## The input
PR #55, opened 2020-12-18
bitcoind: update to latest (and stable) rust-jsonrpc

darosior:
This PR is not yet ready as it's relying on Steven Roose's branch but they are close to release, see https://github.com/apoelstra/rust-jsonrpc/pull/39 .

PR #56, opened 2020-12-20
Listtransactions

darosior:
This implements the `listtransactions` RPC call, which takes a vault deposit as input and outputs:
- The deposit transaction, always as `hex` along with its reception time (`received_at`). Optionally with a `blockheight` entry if it's confirmed.
- The pre-signed transactions (unvault, cancel, both emergency) as a `psbt` until it's fully signed. Then at `hex` along with its reception time (`received_at`), ie the time our `bitcoind` noticed it was broadcast. If it's confirmed, a `blockheight` entry is present as well.
- A spend transaction, only if a spend is ongoing. (same fields as above)

Based on #55

### DIFF
--- a/doc/API.md
+++ b/doc/API.md
@@ -128,6 +128,7 @@ either `status` or deposit `outpoints`.
 | `blockheight` | int    | Height of the block containing the transaction, `0` if unconfirmed         |
 | `psbt`        | string | base64-serialized BIP174 format of the transaction, if not fully-signed    |
 | `hex`         | string | Hexadecimal of the network-serialized transaction, if fully-signed         |
+| `received_at` | int    | Transaction reception time as UNIX epoch timestamp                         |
 
 
 ### `getrevocationtxs`
--- a/doc/API.md
+++ b/doc/API.md
@@ -8,11 +8,11 @@ Note that all addresses are bech32-encoded *version 0* native Segwit `scriptPubK
 | Command                                   | Description                                          |
 | ----------------------------------------- | ---------------------------------------------------- |
 | [`getinfo`](#getinfo)                     | Display general information                          |
-| [`listvaults`](#listvaults)               | Display a paginated list of vaults                   |
-| [`getonchaintxs`](#getonchaintxs)         | Retrieve the vault on chain transactions             |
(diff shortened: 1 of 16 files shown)


doc/API.md
```diff
@@ -107,25 +100,36 @@ either `status` or deposit `outpoints`.
...
-### `getonchaintxs`
 
-The `getonchaintxs` RPC Command retrieves the on chain transactions of a
-vault with the given deposit `outpoint`.
+### `listtransactions`
 
-#### Request
+| Parameter   | Type         | Description                                                                                     |
+| ----------- | ------------ | ----------------------------------------------------------------------------------------------- |
+| `outpoints` | string array | Vault IDs -- optional, filter the list with the given vault Outpoints                           |
```
edouardparis, line 108: in this PR, the listtransactions command as an outpoint in its params which is required

darosior: Right, the doc is wrong thanks :+1:

doc/API.md
```diff
@@ -107,25 +100,36 @@ either `status` or deposit `outpoints`.
...
-| Parameter        | Type    | Description                                     |
-| ---------------- | ------- | ----------------------------------------------- |
-| `outpoint`       | string  | Deposit outpoint of the vault                   |
+// FIXME: we could eventually also take an array of transaction types here.
 
-#### Response
+### Response
+
+| Field               | Type                                                 | Description                                                            |
+| ------------------- | ---------------------------------------------------- | ---------------------------------------------------------------------  |
```
edouardparis, line 115: add vault_outpoint

doc/API.md
edouardparis: I think the doc is right :)

darosior: Lol, it was at the time of writing but now that we agreed it effectively is!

## Task instructions
Now repeat the data exactly, keeping every line.

## Written response
PR #55, opened 2020-12-18
bitcoind: update to latest (and stable) rust-jsonrpc

darosior:
This PR is not yet ready as it's relying on Steven Roose's branch but they are close to release, see https://github.com/apoelstra/rust-jsonrpc/pull/39 .

PR #56, opened 2020-12-20
Listtransactions

darosior:
This implements the `listtransactions` RPC call, which takes a vault deposit as input and outputs:
- The deposit transaction, always as `hex` along with its reception time (`received_at`). Optionally with a `blockheight` entry if it's confirmed.
- The pre-signed transactions (unvault, cancel, both emergency) as a `psbt` until it's fully signed. Then at `hex` along with its reception time (`received_at`), ie the time our `bitcoind` noticed it was broadcast. If it's confirmed, a `blockheight` entry is present as well.
- A spend transaction, only if a spend is ongoing. (same fields as above)

Based on #55

### DIFF
--- a/doc/API.md
+++ b/doc/API.md
@@ -128,6 +128,7 @@ either `status` or deposit `outpoints`.
 | `blockheight` | int    | Height of the block containing the transaction, `0` if unconfirmed         |
 | `psbt`        | string | base64-serialized BIP174 format of the transaction, if not fully-signed    |
 | `hex`         | string | Hexadecimal of the network-serialized transaction, if fully-signed         |
+| `received_at` | int    | Transaction reception time as UNIX epoch timestamp                         |
 
 
 ### `getrevocationtxs`
--- a/doc/API.md
+++ b/doc/API.md
@@ -8,11 +8,11 @@ Note that all addresses are bech32-encoded *version 0* native Segwit `scriptPubK
 | Command                                   | Description                                          |
 | ----------------------------------------- | ---------------------------------------------------- |
 | [`getinfo`](#getinfo)                     | Display general information                          |
-| [`listvaults`](#listvaults)               | Display a paginated list of vaults                   |
-| [`getonchaintxs`](#getonchaintxs)         | Retrieve the vault on chain transactions             |
(diff shortened: 1 of 16 files shown)


doc/API.md
```diff
@@ -107,25 +100,36 @@ either `status` or deposit `outpoints`.
...
-### `getonchaintxs`
 
-The `getonchaintxs` RPC Command retrieves the on chain transactions of a
-vault with the given deposit `outpoint`.
+### `listtransactions`
 
-#### Request
+| Parameter   | Type         | Description                                                                                     |
+| ----------- | ------------ | ----------------------------------------------------------------------------------------------- |
+| `outpoints` | string array | Vault IDs -- optional, filter the list with the given vault Outpoints                           |
```
edouardparis, line 108: in this PR, the listtransactions command as an outpoint in its params which is required

darosior: Right, the doc is wrong thanks :+1:

doc/API.md
```diff
@@ -107,25 +100,36 @@ either `status` or deposit `outpoints`.
...
-| Parameter        | Type    | Description                                     |
-| ---------------- | ------- | ----------------------------------------------- |
-| `outpoint`       | string  | Deposit outpoint of the vault                   |
+// FIXME: we could eventually also take an array of transaction types here.
 
-#### Response
+### Response
+
+| Field               | Type                                                 | Description                                                            |
+| ------------------- | ---------------------------------------------------- | ---------------------------------------------------------------------  |
```
edouardparis, line 115: add vault_outpoint

doc/API.md
edouardparis: I think the doc is right :)

darosior: Lol, it was at the time of writing but now that we agreed it effectively is!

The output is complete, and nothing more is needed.